PROBLEM REQUIREMENTS: Search the listing below for the string "DISPATCH", then copy every line it appears in.

STUDY MATERIAL:
PR #415, opened 2018-11-08
DISPATCH-1176 Prevent uninitialized delivery from crashing router

ErnieAllen:
This prevents the crash but I'm concerned about:
- what happens to this delivery? does it get dropped?
- what about router inter-operability between different versions of the router?

### DIFF
--- a/src/router_core/router_core_private.h
+++ b/src/router_core/router_core_private.h
@@ -321,8 +321,7 @@ ALLOC_DECLARE(qdr_router_ref_t);
 DEQ_DECLARE(qdr_router_ref_t, qdr_router_ref_list_t);
 
 typedef enum {
-    QDR_DELIVERY_UNINITIALIZED = 0,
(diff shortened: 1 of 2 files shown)


src/router_core/router_core_private.h
```diff
@@ -321,7 +321,8 @@ ALLOC_DECLARE(qdr_router_ref_t);
 DEQ_DECLARE(qdr_router_ref_t, qdr_router_ref_list_t);
 
 typedef enum {
-    QDR_DELIVERY_NOWHERE = 0,
+    QDR_DELIVERY_UNINITIALIZED = 0,
+    QDR_DELIVERY_NOWHERE,
```
ted-ross: I claim that QDR_DELIVERY_NOWHERE is the proper default value for this type.  This type is used to indicate in which list a particular delivery is contained.  If it has never been inserted into a list, it should indicate NOWHERE.

PR #416, opened 2018-11-08
DISPATCH-1176 - Do not continue processing settled streaming deliveri…

ganeshmurthy:
…es when they have nowhere to go. If the settled delivery is not in any of the lists, dont process it

### DIFF
--- a/src/router_core/transfer.c
+++ b/src/router_core/transfer.c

REPLY TO THE TASK:
DISPATCH-1176 Prevent uninitialized delivery from crashing router
DISPATCH-1176 - Do not continue processing settled streaming deliveri…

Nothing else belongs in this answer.